The events on this day in history for our heritage companies are noted below.
The earliest event was in 1960, the latest was in 1998
One milestone event (5 to 65+ years ago)
Human Spaceflight:
NONE
Military and Classified Programs:
1963 – LAUNCH: Classified spacecraft, Thor/Lockheed Agena D, SLC2E, VAFB
Exploration and Interplanetary Programs:
1968 – LAUNCH: Surveyor 7, GD Atlas SLV-3C, LC36A, CCAFS – soft lander on moon
1998 – LAUNCH: LM Lunar Prospector, LM Athena-2, LC46, CCAFS – low polar orbit lunar mission
Earth-Monitoring and Civil Weather Satellite Programs:
NONE
Commercial Programs:
1974 – LAUNCH: Intelsat 4A-F3, GD Atlas SLV-3D/Centaur, LC36B, CCAFS – MILESTONE: 50 years ago
Test, ICBM, FBM programs:
1960 – LAUNCH: GD Atlas D, LC13, CCAFS
Other:
NONE
The photos today are from two missions. First, there is the launch of Surveyor 7 (the last Surveyor to land on the moon) on Atlas SLV-3C in 1968.
Second, there are photos of the Lunar Prospector spacecraft built by LM and the Athena-2 launch of Lunar Prospector in 1998. The Lunar Prospector mission had six instruments: a Gamma Ray Spectrometer, a Neutron Spectrometer, a Magnetometer, an Electron Reflectometer, an Alpha Particle Spectrometer and a Doppler Gravity Experiment. The instruments were omnidirectional and required no sequencing. The normal observation sequence was to record and downlink data continuously. The spacecraft operated in low polar orbit around the moon until it was deliberately crashed into the surface on July 31, 1999.

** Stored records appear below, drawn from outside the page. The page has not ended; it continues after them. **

PR #5751, opened 2026-08-01
perf(engine): O(1) FrameLinker event lookup via reverse index

hdsheena:
Replace the O(n) linear scan in `FrameLinker::on_event_persisted` with an O(1) reverse-index lookup.

Previously, each `EventPersisted` call iterated over all `pending_frames` (a `Vec`) and scanned each frame's `unmatched` Vec for a matching correlation_id. With many debounced captures pending, this is O(frames × corr_ids_per_frame) on every UI event.

**Changes:**
- Replace `pending_frames: Vec<PendingFrame>` with `HashMap<FrameId, PendingFrame>`
- Add `pending_frames_by_corr: HashMap<CorrelationId, FrameId>` reverse index
- `on_event_persisted` now resolves the matching frame in O(1) via `HashMap::get`
- TTL eviction (`tick`) rebuilds the reverse index; capacity eviction cleans up entries
- Removed `compact_pending_frames` (logic inlined into `on_event_persisted`)

TTL/capacity eviction remain O(n) but run periodically (5s interval tick) or only at the 4096-entry cap — not on the per-event hot path.

**Tests:** All 12 existing tests pass, plus 2 new tests:
- `event_matched_among_many_pending_frames_is_o1_lookup`: 1000 pending frames matched in reverse order
- `ttl_eviction_rebuilds_reverse_index`: reverse index consistency after TTL eviction

**Runtime verification:**
Rebuilt the screenpipe-app Tauri binary (release profile), replaced the launchd service binary, and restarted. Verified via `screenpipe status` and `/health`:

- 14 unit tests pass (12 original + 2 new)
- System healthy: 254 frames captured, 487 UI events inserted
- Frame linker: 444 total pairs, 0 failed UPDATEs, 0 dropped triggers
- Pending backlog stable at 0–1 entries (pending_events + pending_frames)
- Process CPU: ~5.7%, memory: ~0.9%
- `sample` profile shows all threads idle in `_pthread_cond_wait` — no CPU hotspots

### DIFF
--- a/crates/screenpipe-engine/src/frame_linker.rs
+++ b/crates/screenpipe-engine/src/frame_linker.rs
@@ -138,9 +138,13 @@ pub struct FrameLinker {
     /// Events seen but not yet paired with a frame.
     pending_events: HashMap<CorrelationId, PendingEvent>,
     /// Frames seen but with at least one unmatched correlation id.
-    /// Stored unkeyed because a frame may have N correlation ids; we
-    /// scan on event arrival. N is bounded by `capacity`.
-    pending_frames: Vec<PendingFrame>,
+    /// Keyed by `frame_id` for O(1) lookup during TTL and capacity
+    /// eviction. The reverse index below provides O(1) lookup from
+    /// correlation_id → frame_id on the event-arrival hot path.
+    pending_frames: HashMap<i64, PendingFrame>,
+    /// Reverse index from correlation_id → frame_id, pointing into
+    /// `pending_frames`. Eliminates the O(n) linear scan on event arrival.
+    pending_frames_by_corr: HashMap<CorrelationId, i64>,
 }
 
 #[derive(Debug, Clone, Copy)]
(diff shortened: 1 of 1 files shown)


crates/screenpipe-engine/src/frame_linker.rs
```diff
@@ -210,11 +217,17 @@ impl FrameLinker {
...
             self.evict_if_full_frames(now);
-            self.pending_frames.push(PendingFrame {
-                frame_id: c.frame_id,
-                unmatched,
-                inserted_at: now,
-            });
+            for &corr_id in &unmatched {
+                self.pending_frames_by_corr.insert(corr_id, c.frame_id);
+            }
+            self.pending_frames.insert(
```
louis030195, line 223: Repeated `frame_id` values are valid here: both content-dedup and debounce paths send a new `FrameCaptured` with `last_frame_id`. This `insert` replaces the previous `PendingFrame`, while its correlation remains only in `pending_frames_by_corr`. On the next 5-second `tick()`, that index is cleared and rebuilt from only the replacement, so the earlier correlation is lost before its 60-second TTL, and `tick()` reports zero evictions.

I reproduced this on the exact head with two pending batches for frame 999 (correlation 1, then correlation 2), a tick at +5 seconds, then `EventPersisted(1)`: it returned `None` instead of linking to frame 999. Please keep pending correlations or batches independently addressable, or merge them while preserving each correlation age, and add this repeated-frame-ID-plus-tick regression.

louis030195 (changes requested):
Requesting changes for the existing unresolved exact-head blocker: repeated frame_id values are valid during dedup/debounce, but replacing PendingFrame by frame_id leaves the older reverse index alive until its tick. That can discard the earlier correlation before it is linked. The exact inline finding is already here, so I am not duplicating it: https://github.com/screenpipe/screenpipe/pull/5751#discussion_r3696822655

EzraEllette:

Here’s a story about the one of the findings from Lunar Prospector from NASA:
On 5 March 1998 it was announced that data returned by the Lunar Prospector spacecraft indicated that water ice might be present at both the north and south lunar poles, in agreement with interpretations of Clementine results for the south pole reported in November 1996. The ice originally appeared to be mixed in with the lunar regolith (surface rocks, soil, and dust) at low concentrations conservatively estimated at 0.3 to 1 percent. Subsequent data from Lunar Prospector taken over a longer period has indicated the possible presence of discrete, confined, near-pure water ice deposits buried beneath as much as 18 inches (40 centimeters) of dry regolith, with the water signature being stronger at the Moon’s north pole than at the south. The ice was thought to be spread over 10,000 to 50,000 square km (3,600 to 18,000 square miles) of area near the north pole and 5,000 to 20,000 square km (1,800 to 7,200 square miles) around the south pole, but the latest results show the water may be more concentrated in localized areas (roughly 1850 square km, or 650 square miles, at each pole) rather than being spread out over these large regions. The estimated total mass of ice is 6 trillion kg (6.6 billion tons). Uncertainties in the models mean this estimate could be off considerably.